YOUR ASSIGNMENT
The required answer is every line of the data containing the word "Spring".

Stored data entries
********************

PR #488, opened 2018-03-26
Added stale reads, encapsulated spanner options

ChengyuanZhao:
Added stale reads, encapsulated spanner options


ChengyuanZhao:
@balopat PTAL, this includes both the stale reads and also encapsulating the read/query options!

********************

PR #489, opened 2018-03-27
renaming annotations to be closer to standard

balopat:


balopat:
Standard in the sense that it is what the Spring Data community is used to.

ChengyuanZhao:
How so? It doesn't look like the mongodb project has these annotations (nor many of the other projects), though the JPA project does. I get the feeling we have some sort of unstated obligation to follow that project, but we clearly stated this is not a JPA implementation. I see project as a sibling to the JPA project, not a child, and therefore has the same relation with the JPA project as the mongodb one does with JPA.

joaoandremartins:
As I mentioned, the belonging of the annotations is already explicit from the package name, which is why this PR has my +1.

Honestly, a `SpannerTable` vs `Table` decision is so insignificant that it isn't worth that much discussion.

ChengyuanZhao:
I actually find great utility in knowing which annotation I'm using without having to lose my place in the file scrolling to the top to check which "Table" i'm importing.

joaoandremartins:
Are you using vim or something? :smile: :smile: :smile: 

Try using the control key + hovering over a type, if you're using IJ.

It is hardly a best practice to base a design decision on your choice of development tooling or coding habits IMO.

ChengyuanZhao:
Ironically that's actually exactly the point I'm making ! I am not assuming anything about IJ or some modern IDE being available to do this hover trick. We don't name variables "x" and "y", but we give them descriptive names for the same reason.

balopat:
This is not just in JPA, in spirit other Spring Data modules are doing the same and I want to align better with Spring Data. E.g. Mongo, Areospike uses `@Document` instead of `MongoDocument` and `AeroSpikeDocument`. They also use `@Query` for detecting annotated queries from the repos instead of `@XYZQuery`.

********************

FINISHED TASK
Standard in the sense that it is what the Spring Data community is used to.
This is not just in JPA, in spirit other Spring Data modules are doing the same and I want to align better with Spring Data. E.g. Mongo, Areospike uses `@Document` instead of `MongoDocument` and `AeroSpikeDocument`. They also use `@Query` for detecting annotated queries from the repos instead of `@XYZQuery`.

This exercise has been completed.